**Work instructions**
Within these records, how many lines hold "context"? Give the number alone.

Records for processing section start

PR #414, opened 2018-03-19
Security fixes and enhancements 

orenyodfat:
This PR includes the following updates  

- Add ControllerCreator contract as an helper to forgeOrg.
   It is added because DaoCreator cannot be deployed due to limitation tx(deployment size).
   https://github.com/ethereum/EIPs/blob/master/EIPS/eip-170.md 
   gasLimit is set to 5100000
-Controller : Check that passing avatar param is a valid (belong to this controller).
-UController: Check Reputation and DAOToken uniqueness at newOrganization func
-GenesisProtocol : -Additional params validation .
                                 -Fix  rounding calculations.
                                 -Address audit feedback.


test/constants.js
```diff
@@ -1 +1 @@
-export const GENESIS_SCHEME_GAS_LIMIT = 6600000;
+export const GENESIS_SCHEME_GAS_LIMIT = 5100000;
```
dkent600: Should this be 5000000?

orenyodfat:
Will fix that soon

test/constants.js
orenyodfat: 5100000

PR #257, opened 2019-09-27
Update private network tutorial to master branch

JoshOrndorff:
This PR updates the private network tutorial to work with Substrate master (specifically the commit that Substrate Package v1.5.0 uses). I'm happy with this tutorial in the sense that it works as advertised and works as well as the old one did.

I did still hope to do the following though, but these items are slightly blocked
- [ ] Write a explicitly against Package v1.5.0. Blocked because package doesn't include subkey
- [ ] Link to a dedicated how-to-build-the-node page. Blocked because no such page exists in 2.0
- [ ] Split into multiple pages. Not necessarily totally blocked, but I want to have the text more finalized, and see an example of how to do it first.


docs/tutorials/start-a-private-network-with-substrate.md
```diff
@@ -9,29 +9,33 @@ You will need:
...
-git clone -b v1.0 https://github.com/paritytech/substrate
+# Download the Substrate code
+git clone https://github.com/paritytech/substrate
 cd substrate
+
+# Switch to the proper commit
+git checkout 7d7e74fb
+
+# Install rust prerequisites
+curl https://getsubstrate.io -sSf | bash -s -- --fast
```
kaichaosun: I'd like to put this step in the first place, since it may take a long time.

docs/tutorials/start-a-private-network-with-substrate.md
```diff
@@ -145,77 +118,107 @@ yarn
...
+      "5GoNkf6WdbxCFnPdAnYYQyCjAKPJgLNxXwPjwTh6DGg6gN3E",
+      1
+    ]
+  ]
+},
+
 ```
 
-All we need to do is change the authority addresses listed (currently Alice and Bob) to our own addresses that we generated in the previous step. A single person should do these steps and share the resulting file. with their fellow validators. (Because Rust -> Wasm builds aren't "reproducible", each person will get a slightly different Wasm blob which will break consensus if each participant generates the file themselves.)
+All we need to do is change the authority addresses listed (currently Alice and Bob) to our own addresses that we generated in the previous step. The sr25519 addresses go in the `babe` section, and the ed25519 addresses in the `grandpa` section. You may add as many validators as you like.
```
kaichaosun: This is a wiki in polkadot protocol has some detail: https://wiki.polkadot.network/en/latest/polkadot/learn/keys/
Not sure if we want to link it here.

docs/tutorials/start-a-private-network-with-substrate.md
```diff
@@ -9,29 +9,33 @@ You will need:
...
 1. Compile a Substrate node from source code.
-2. Generate ed25519 key-pairs for use as a network authority
+2. Generate ed25519 and sr25519 key-pairs for use as a network authority
 3. Create and edit a chainspec json file
 
 
 Compiling the Tools
 -----------------
-Substrate is an open source framework for building your own blockchain nodes. It can be used for a very wide variety of applications.
+Substrate does not (yet) offer binary installation packages, so it must be compiled from source, which can be a time-consuming process. Commits go into the [Substrate repository](https://github.com/paritytech/substrate) regularly and it is wise that everyone participating in this network have the same version of substrate to guarantee success. In practice similar but not identical versions will often work, but banking on that is a recipe for frustration. In this tutorial, we'll be using commit `7d7e74fb` for more stability.
```
kaichaosun: Shall we share some context about why choose this commit, so users are more confident about their practice.

docs/tutorials/start-a-private-network-with-substrate.md
```diff
@@ -9,29 +9,33 @@ You will need:
...
+
+# Switch to the proper commit
+git checkout 7d7e74fb
+
+# Install rust prerequisites
+curl https://getsubstrate.io -sSf | bash -s -- --fast
 ```
 
-The repository includes a utility called `subkey` which we'll optionally  use to generate and inspect keypairs. Let's compile it first. The `--force` option means that we'll install this version over any previously installed versions.
+The repository includes a utility called `subkey` which we'll optionally use to generate and inspect keypairs. Let's compile it first. The `--force` option means that we'll install this version over any previously installed versions.
```
kaichaosun:
```suggestion
The repository includes a utility called `subkey` which we'll optionally use to generate and inspect keypairs. Let's compile it first. The `--force` option means that we'll install this version by overriding the previously installed version.
```

docs/tutorials/start-a-private-network-with-substrate.md
HCastano: I'd also like to see more about what this is downloading / doing, without having to go to the script myself. This is important since we're piping into bash, which is generally a security concern.

docs/tutorials/start-a-private-network-with-substrate.md
```diff
@@ -9,29 +9,33 @@ You will need:
...
+Now let's compile the actual blockchain node that we'll be running. Because Substrate is a framework, most real-world blockchains that use it will write custom runtime code. There are [other tutorials](/tutorials/) that cover that process in detail. Luckily the Substrate repository itself already comes with two ready-to-run node environments. The first lives in the `node` directory and includes many features to be a practical blockchain. In fact it looks quite similar to [Polkadot](https://polkadot.network) which is also built on Substrate. The second is a more minimal runtime that lives in the `node-template` directory. We'll be using the node template in this tutorial because of its simplicity and because it is the usual starting point when writing your own custom runtime.
```
HCastano: What, aside from the "simplicity" makes `node-template` the usual starting point of writing a runtime?

docs/tutorials/start-a-private-network-with-substrate.md
```diff
@@ -90,43 +64,42 @@ cd ..
...
+2019-09-26 15:42:10 Starting BABE Authorship worker
+2019-09-26 15:42:15 Idle (0 peers), best: #0 (0x8855…e564), finalized #0 (0x8855…e564), ⬇ 0 ⬆ 0
+2019-09-26 15:42:20 Idle (0 peers), best: #0 (0x8855…e564), finalized #0 (0x8855…e564), ⬇ 0 ⬆ 0
 ```
 
 A few lines to take note of:
-`Node name: AlicesNode` shows the human-readable name you specified or an autogenerated one
-`Local node identity is: QmNTx7qYd5JiasUTzjaAbTCUeH5ot9xMjRePRjkSEdD7MY` shows the node ID that Bob will need when booting from Alice's node
-`Listening for new connections on 127.0.0.1:9944.` shows that the node is listening for RPC connections on port 9944. By default only connections from localhost will be accepted, but you can change that behavior by specifying `--ws-external`. You can change the port by specifying `--ws-port 12345`.
+`Local node identity is: QmViTYm8Yr4yneyRGov9L87vLeVLoySFduVRNQ1d33WdXN` shows the node ID that Bob will need when booting from Alice's node
```
HCastano: A nitpick for consistency.

```suggestion
`Local node identity is: QmViTYm8Yr4yneyRGov9L87vLeVLoySFduVRNQ1d33WdXN` shows the node ID that Bob will need when booting from Alice's node.
```

docs/tutorials/start-a-private-network-with-substrate.md
```diff
@@ -145,77 +118,107 @@ yarn
...
 ----------------------
-Now that we know the fundamentals and the command line options, it's time to generate our own keys rather than using the well-known Alice and Bob keys.
-
-Each person who wants to participate in the blockchain can generate their own key using the [subkey tool](ecosystem/subkey) or the Polkadot JS Apps UI that we used previously. In this tutorial, we'll use the UI.
+Now that we know the fundamentals and the command line options, it's time to generate our own keys rather than using the well-known Alice and Bob keys. Each person who wants to participate in the blockchain can generate their own key using the [subkey tool](ecosystem/subkey). Be sure to record all of the output from this section as you will need it later.
 
-Navigate to the "Accounts" tab, and choose "Add Account". For this kind of session key, we'll need to select Edwards Curve near the bottom, and copy-paste the public address and the raw seed.
-
-![Screenshot of key generation](https://cdn.discordapp.com/attachments/559788157239951376/583363719753367567/unknown.png)
+First generate a mnemonic and see the sr25519 key and address associated with it.
```
HCastano: How do you feel about "highlighting" they key types? Also, I think giving some context while generating the keys will help the reader.

```suggestion
First generate a mnemonic and see the `sr25519` key and address associated with it. This key will be used by BABE for block production.
```

docs/tutorials/start-a-private-network-with-substrate.md
```diff
@@ -145,77 +118,107 @@ yarn
...
+```
+$ subkey generate
+Secret phrase `keep matrix knee meat awake frown rubber position federal easily strategy inhale` is account:
+  Secret seed: 0xb5d5cda89e139aecb67181e11d6d2d90a0cc80106afa035ab19264af7b5e5c0b
+  Public key (hex): 0x8ed5f822065e5824d3e37d9ea36a81eacb98ff1a6fa04bb87d2fa4915e9ed147
+  Address (SS58): 5FHzDem7A5aAq79tuEN9xJuNPXiYfmRQamhumTuqu6i57BuU
+```
 
-When you have generated a key pair, store the entire output somewhere safe. Share your public address with the other validators who will be in your network. When everyone in the network knows everyone else's addresses, you can proceed to launch your own chain.
+Now see the ed25519 key and address associated with the same mnemonic
```
HCastano:
```suggestion
Now see the `ed25519` key and address associated with the same mnemonic. This key will be used by GRANDPA for block finalization.
```

docs/tutorials/start-a-private-network-with-substrate.md
```diff
@@ -145,77 +118,107 @@ yarn
...
+```
+$ subkey --ed25519 inspect "keep matrix knee meat awake frown rubber position federal easily strategy inhale"
+Secret phrase `keep matrix knee meat awake frown rubber position federal easily strategy inhale` is account:
+  Secret seed: 0xb5d5cda89e139aecb67181e11d6d2d90a0cc80106afa035ab19264af7b5e5c0b
+  Public key (hex): 0xfe68fdff17960cb8d45d861396a64d4086997353849403ee3352996ec68ff4af
+  Address (SS58): 5HpHD5YseSWbHfni43Zm2SjtpyqSVmuaNhKkVmivp8L93Trs
+```
 
-Start Your Private Blockchain
+Creating the chainspec
```
HCastano:
```suggestion
Creating the Chainspec
```

docs/tutorials/start-a-private-network-with-substrate.md
```diff
@@ -145,77 +118,107 @@ yarn
...
 
-### Creating the chainspec
 Rather than writing our chainspec completely from scratch, we'll just make a few modifications to the the one we used before. To start we need to export the chainspec to a json file. Remember, further details about all of these commands are available by running `node-template --help`.
 
 ```bash
 ./target/release/node-template build-spec --chain=local > customSpec.json
 ```
 
-The file we just created contains several fields, and one can learn a lot by exploring them. By far the largest field is a single hex number that is the Wasm binary of our runtime. It is what you built earlier when you ran the `build.sh` script. Learn more about why it's useful to have that info on-chain from [Gav's web3 summit demo](https://www.youtube.com/watch?v=0IoUZdDi5Is).
+The file we just created contains several fields, and one can learn a lot by exploring them. By far the largest field is a single hex number that is the Wasm binary of our runtime. It is part of what you built earlier when you ran the `cargo build` command. Having this inforamtion on-chain allows supports forkless upgrades.
```
HCastano:
```suggestion
The file we just created contains several fields, and one can learn a lot by exploring them. By far the largest field is a single hex number that is the Wasm binary of our runtime. It is part of what you built earlier when you ran the `cargo build` command. Having this information on-chain allows supports forkless upgrades.
```

docs/tutorials/start-a-private-network-with-substrate.md
```diff
@@ -145,77 +118,107 @@ yarn
...
 
-The portion of the file we're interested in is the authorities which looks like this
+The portion of the file we're interested in is the babe authorities (used for creating blocks) and the grandpa authorieits (used for finalizing blocks). That section looks like this
```
HCastano:
```suggestion
The portion of the file we're interested in is the BABE authorities (used for creating blocks) and the GRANDPA authorities (used for finalizing blocks). That section looks like this
```

docs/tutorials/start-a-private-network-with-substrate.md
HCastano: I think it would be good to link it. Something like, "If you're interested in reading more about the key pairs, go to ...".

docs/tutorials/start-a-private-network-with-substrate.md
```diff
@@ -225,27 +228,51 @@ Once the chainspec is prepared, convert it to a "raw" chainspec. The distinction
...
-  --key "enroll mechanic ... embody" \
   --port 30333 \
   --telemetry-url ws://telemetry.polkadot.io:1024 \
   --validator
+  --name MyNode
 ```
 Here are some differences from when we launched as Alice.
 * I've omitted the `--base-path` flag, so Substrate will use a default location. You're still free to specify your own base path.
-* For the key, I've used the mnemonic phrase that we generated previously. This must be a phrase that corresponds to one of the addresses in your chainspec.
+* I've omitted the `--alice` flag instead we will insert our own custom keys into the keysotre through the RPC shortly.
```
HCastano:
```suggestion
* I've omitted the `--alice` flag. Instead we will insert our own custom keys into the keystore through the RPC shortly.
```

docs/tutorials/start-a-private-network-with-substrate.md
```diff
@@ -225,27 +228,51 @@ Once the chainspec is prepared, convert it to a "raw" chainspec. The distinction
...
 * The `--chain` flag has changed to use our custom chainspec.
+* I've added the optional `--name` flag. You may use it to give your node a human-readable name in the telemetry UI.
+
+One your node is running, you will again notice that no blocks are being produced. At this point you can use the Apps UI to insert your keys into the keystore. NAvigate to the "Toolbox" tab and the "RPC Call" sub-tab. Choose "author" and "insertKey". The fields can be filled like this:
```
HCastano:
```suggestion
One your node is running, you will again notice that no blocks are being produced. At this point you can use the Apps UI to insert your keys into the keystore. Navigate to the "Toolbox" tab and the "RPC Call" sub-tab. Choose "author" and "insertKey". The fields can be filled like this:
```

docs/tutorials/start-a-private-network-with-substrate.md
JoshOrndorff: I totally agree about. The reason I didn't write that kind of stuff here is because I believe the plan is to have some unified install instructions that I should just link to from here.

JoshOrndorff: I agree. I didn't write that material here because I hope we can have setup-your-developer-environment instructions on a dedicated page. That's my second checkbox in the description.

docs/tutorials/start-a-private-network-with-substrate.md
JoshOrndorff: I plan to rewrite this part in terms of Substrate Package. I'm trying to figure out the best way to get users a compatible version of subkey. This is my first checkbox. See also https://github.com/substrate-developer-hub/substrate-package/issues/25

docs/tutorials/start-a-private-network-with-substrate.md
JoshOrndorff: I think the fact that it was designed to be a good starting point is why we usually start with it. Is there some text you'd like added here?

docs/tutorials/start-a-private-network-with-substrate.md
```diff
@@ -145,77 +118,107 @@ yarn
...
+    ]
+  ]
+},
+
 ```
 
-All we need to do is change the authority addresses listed (currently Alice and Bob) to our own addresses that we generated in the previous step. A single person should do these steps and share the resulting file. with their fellow validators. (Because Rust -> Wasm builds aren't "reproducible", each person will get a slightly different Wasm blob which will break consensus if each participant generates the file themselves.)
+All we need to do is change the authority addresses listed (currently Alice and Bob) to our own addresses that we generated in the previous step. The sr25519 addresses go in the `babe` section, and the ed25519 addresses in the `grandpa` section. You may add as many validators as you like.
+
+> A single person should do these steps and share the resulting file with their fellow validators.
```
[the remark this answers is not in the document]
JoshOrndorff: It's not a quote we're just abusing markdown to make it render in a yellow box.

docs/tutorials/start-a-private-network-with-substrate.md
shawntabrizi: Phrases like "but banking on that is a recipe for frustration" probably does not translate well. See our contribution guidelines:

> Avoid using uncommon words, highly technical words, or jargon that users might not understand. Also, avoid using idioms such as "that's the way the cookie crumbles", while it might make sense to you, it may not translate well into another language. Keep in mind that a lot of users are non-native English speakers.

IMO too much detail here around versioning. I would have the text assume it does work, and a small note saying if it doesn't to open an issue.

shawntabrizi:
I think a lot of the awkwardness of the setup can be avoided if instead of using Subkey we used the Polkadot JS API, Polkadot JS Apps, or even a new module we create for `substrate-front-end-template`.

I would want to review this again when this gets changed over.

JoshOrndorff:
I'm a big fan of Apps, but we can't use it for key generation because it doesn't provide a raw pubkey which is needed for the `insertKey` call.

Using a new component in frontend-template might be okay but it has tow distinct disadvantages
1. It requires introducing the frontend template in this tutorial where it is otherwise not used.
2. It hasn't been written yet.

For those reasons, I prefer to stick with subkey.

shawntabrizi:
> it doesn't provide a raw pubkey 

I am not sure this is accurate, but we should talk offline.

Okay, so do you want to merge this (since it is as good as the old tutorial), and open another issue to continue to improve it? When items are not blocked.

JoshOrndorff:
My ToDos when I posted this issue were:
* Write a explicitly against Package v1.5.0. -- This won't happen because we decided not to include subkey in package. Instead I clarified why I chose the commit I did as recommended by @kaichaosun 
* Link to a dedicated how-to-build-the-node page. -- This won't happen because the new style guide requires that tutorials be self-contained.
* Split into multiple pages. -- This could still happen, but I'm not personally very motivated to do it, and it can be another PR.
```

> > it doesn't provide a raw pubkey
>
> I am not sure this is accurate, but we should talk offline.

If apps can generate keys and provide the raw pubkey, please say so here so we can all learn.

> Okay, so do you want to merge this

Yes, will merge now.

**Comment by shawntabrizi** [comment]
@JoshOrndorff Using the polkadot js API you can do things like:

```
m = util_crypto.mnemonicGenerate()
"cave green hair day gift winter gaze text salon crime refuse rate"
```

```
a = util_crypto.mnemonicToSeed("cave green hair day gift winter gaze text salon crime refuse rate")
Uint8Array(32) [ 203, 83, 237, 145, 22, 158, 107, 169, 175, 253, … ]
```

```
util_crypto.encodeAddress(s)
"5GfJWWUNib1HqbYwXsaA8Az4E1EVaHioJsL22gn3TaW7znzY"
```

This is available to a user right out of the `substrate-front-end-template` with our embedded command line thing, or you could embed the appropriate JS directly into your tutorial page.

JoshOrndorff:
That's a lot different than being able to do it in [polkadot-js apps](https://github.com/polkadot-js/apps).

I don't think it is preferable to introduce the user to using the API like that in this tutorial because
* While anyone can copy paste the commands, understanding it requires understanding javascript
* This is, so far, a non-coding tutorial
* It requires one of:
  * Installing the api locally (whole extra step from different repo, needs npm, etc)
  * Generating keys in a web page (Not good security practice)

shawntabrizi:
Is this what you think we can't do?

image

I mentioned somewhere, can't remember where, but for the purposes of the tutorial, we can tell the user that generating a key on the webpage is not a best practice, but for tutorial purposes.

I mean using Subkey on a computer that has seen the internet is not a good practice, but where do you draw the line?

The goal of your tutorial should get the user to accomplish _your_ task as quick and easy as possible. The task here isn't safe/secure key generation.

4meta5:
The second key generated has a typo where it says its `ed25519` but then the code block claims it is `sr25519` (in launching your chain section)

JoshOrndorff:
> Is this what you think we can't do?
No. That's a raw seed. The seed is the entropy from which the key pair is generated. What I'm claiming Apps does not provide is the raw public key. We need it for [this API call](https://github.com/paritytech/substrate/blob/00ac65fca22652807e578326ad9f2fe6b169390a/core/rpc/api/src/author/mod.rs#L47)

shawntabrizi:
@JoshOrndorff 

Jaco was nice enough to make some custom UI which I think should solve the problem I mentioned here?

https://github.com/polkadot-js/apps/pull/1683

Take a look and see if you agree.

jacogr:
I'm open for suggestions as to making it easy, as per this comment https://github.com/polkadot-js/apps/pull/1683#issuecomment-537216976 the insertKey is cool, but it doesn't solve this problem. Additionally, we have the issue that we still require the user to concat all the stuff - this is just crazy and fraught with error.

So the apps UI adjusts based on the chain we connect to, so for instance for Polkadot, it shows claims, for generic assets it shows that transfer, etc. (Can do kitties for kitties, poe for poe, etc...)

Anyway, if there is a way to detect "this type of chain", we can have a simple UI that just allows you to create for the specific keys and actually send the set session keys as well. Suggestions welcome as to what and how.

shawntabrizi:
@jacogr in general, I think this tutorial is not targeted to any "specific" chain.

Its more about users who are still learning the basic basics of Substrate. In this case, they may have never written or touched a single line of code.

But they want to see what it would take to set up a small private network.

In this case, the Polkadot JS Apps does not provide them with the utilities to easily fill out the RPC call.

Solutions, for the purposes of this tutorial, would be things like:

* Show the Hex version of an address somewhere in the accounts section
* Have a utility in the tools which converts from SS58 to hex
* Allow for SS58 as an input into the RPC function
* etc...

Otherwise it really is just a lot for a user to handle, especially since they start asking "why?"

Like "why if I need the hex version of an account, do you show me some OTHER address?"

It is probably not the fault of the UI, but the fact that these RPCs and APIs seem to be designed with minimal customer thought in mind...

Records for processing section end

**Exercise result**
2